In discussing the importance of community presence, Mr. Fleishmann emphasized the need for orchestras to recognize that they are members of their communities. Orchestras should not consider themselves to be something lofty and set apart from the community. Rather, orchestras should strive to become accepted within their communities as an integral and essential part of community life.


After Mr. Fleishmann spoke passionately about orchestras' financial challenges and the value of effective marketing, he ended on a different note. In strong words, he told his audiences never to let the management and marketing of orchestras become ends in themselves. Mr. Fleishmann said that, at the Los Angeles Philharmonic, it was not uncommon for those involved to have to pause, remind themselves of the true purpose of their work, and then refocus their thoughts and efforts. What is truly important, said Mr. Fleishmann, is the music. How to preserve the music that so enriches our lives and inspires us, and how to promote and foster this treasure, for Mr. Fleishmann these are the goals that we must always keep before us.
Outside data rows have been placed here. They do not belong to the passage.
PR #4615, opened 2026-09-14
fix(client): `{@html}`'s thunk carries the anchor its `{#key}` sibling reaches by recovery

### LINKED ISSUE #4481: Trailing script comment attaches to the wrong node in generated calls (svelte:window/body/document, {#key}, {@html})

baseballyama:
Closes #4481 for the `{@html}` carrier.

## What

`{@html expr}` lowers to `$.html(node, () => expr)`. Upstream builds that thunk
with `b.thunk`, so the **arrow** carries no `loc` while the expression it wraps
keeps the one it had in source. esrap runs an arrow's parameter sequence `until`
the body's start (`languages/ts/index.js`), so a comment still pending from the
instance script is claimed by the empty parameter list:

```js
// official                         // rsvelte before
$.html(node, (// x                  $.html(node, () => c);
) => c);                            …
                                    // x
```

rsvelte built the thunk with no anchor at all, so the located pass had no site
before the end of the component body and wrote the comment there.

`b::thunk_anchored` is `b::thunk` plus `set_expr_comment_anchor` on the body,
mirroring the existing `stmt_anchored` / `var_decl_anchored` / `const_decl_anchored`
family. `to_oxc::comment_anchor` turns the source offset into a comment-space
position, and only when the anchor really does follow the pending comment in
source order — so a `{@html}` that precedes the script's comments keeps none.

It runs `unthunk` **first** and anchors only if an arrow survives. The first
version built the arrow directly and skipped that: the corpus sweep scored
0 fixes / 35 regressions, every one of them `() => snippet()` where `b::thunk`
collapses to `snippet`. Nothing about comments — the builder had simply stopped
being `b::thunk`.

## Why the `{#key}` sibling already passed

`{#key}` builds the same `b::thunk` and also has no anchor, but it lands
correctly through `print_split`'s **recovery** pass — the second print, armed
only when the first pass *drops* a comment. Instrumented, `{#key}` prints four
arrows (two passes) and `{@html}` one (a single pass): a comment the first pass
**misplaces** rather than drops leaves the recovery disarmed. That asymmetry is
why the two cells of one issue behaved differently.

## Measurement

Fourteen-cell grid, each cell also compiled with the comment removed so a
divergence is attributed to the comment only when the comment-free pair is
byte-identical (oracle `submodules/svelte` @ `7bc0a70fe`, `VERSION 5.57.0`).
Differing lines vs. the oracle, before -> after:

| cell | before | after |
|---|---|---|
| `l_html` — `{@html c}` | **5** | **0** |
| `html_then_elem` — `{@html c}` then an element | **4** | **0** |
| `html_twice` — two `{@html}` in one component | **7** | **0** |
| `html_in_if` — `{@html}` inside `{#if}` | 0 | 0 |
| `c_key`, `c_key2`, `j_win`, `k_body`, `k_body2`, `m_doc`, `d_elem`, `b_await` | 0 | 0 |
| `l_html_svg` — 3-arg `$.html`, the root `var` claims it | 0 | 0 |

Three cells move DIFF -> EQ, none moves the other way. `html_in_if` is the
negative control that matters: the shape is present and it already agreed, so
"a `{@html}` is involved" is not the predicate — the anchor only fires where the
pending comment precedes the tag in source order.

`z4516` is in the directory as a neighbour and diverges on both arms
(`diffWith=13 / diffWithout=1`); it is #4516's carrier, unaffected here.

### Reach

Screen over the corpus (33,988 `.svelte` files): **452** use `{@html}`, and **2**
of those end their instance `<script>` with a comment. Neither of the two is a
live carrier — one is byte-equal to the oracle already and the other differs only
in the filename-derived CSS hash. Both marginals are live, so the zero is a
property of the population, not of the screen. That is why the sweep below shows
no fixes: the shape exists in the grid and not in the corpus, and the unit test
is the only possible guard.

### Corpus sweep

33,988 `.svelte` units per target x 4 targets, both arms built from `19f97ffc3`
(`corpus_hash` base `ca5403904d7ce0ac`, head `8e0bae6b3b47a17e`), row counts
equal on every leg (`rows=33988`, eight legs):

```
MOVED client = 0   client-dev = 0   server = 0   server-dev = 0
```

Zero bytes move anywhere in the corpus, which is what the reach screen predicted
and is the whole of the regression evidence. The *first* version of the builder
was measured the same way and scored MOVED 54 / 35 regressions, so the
instrument does report a moved set when there is one.

## Guard

`crates/rsvelte_core/tests/html_tag_comment_anchor_4481.rs`, 7 tests, every
expected string generated from the oracle. A `compatibility/pattern-corpus`
repro would be inert here: `verify.mjs` compares through `ast_equiv_batch` under
`CommentPolicy::Ignore`, so a comment-only divergence is byte-different,
AST-equivalent and scored a pass on both arms. Ablating the two source hunks and
keeping the test turns it red (recorded in the PR discussion).


baseballyama:
## Red control for the guard

Ablation: `b::thunk_anchored(&context.arena, html_expr, node.expression.start())`
in `html_tag.rs` replaced by `b::thunk(&context.arena, html_expr)` (the builder
left in place, so only the call site moves), same release profile, test file
untouched:

```
test result: FAILED. 2 passed; 5 failed
failures:
    the_comment_is_claimed_by_the_thunks_parameter_list
    it_is_not_deferred_past_the_statement
    a_block_comment_reaches_the_same_place
    a_compound_expression_lands_the_same_way
    the_dev_target_reaches_the_same_place
```

Tree restored, `git status --porcelain` empty afterwards.

The two that stay green under ablation are worth naming rather than counting as
guard: `no_pending_comment_leaves_the_call_unchanged` is the negative control and
is *supposed* to be insensitive, and `the_comment_survives_exactly_once` is an
occurrence count — a comment that moved is still present exactly once, so that
key cannot see this defect at all. Five tests carry the assertion; the other two
bound it.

Mr. Fleishmann then added that orchestras should perform concerts with programs developed for children and young people. These are the audiences of tomorrow, and the Los Angeles Philharmonic takes its role in developing their interest very seriously. (In Japan, orchestras also travel to perform in schools. But these performances are done out of a sense of obligation, and it shows.) The Los Angeles Philharmonic prioritizes its concerts for children. Often, the Philharmonic's music director performs these concerts himself, and he does so for only 10~20% of his normal fee (an 80~90% discount!). In order to teach children to understand and love an orchestra, we need to give them the best, always. What is essential now is our dedicated focus on nurturing musical culture for the future.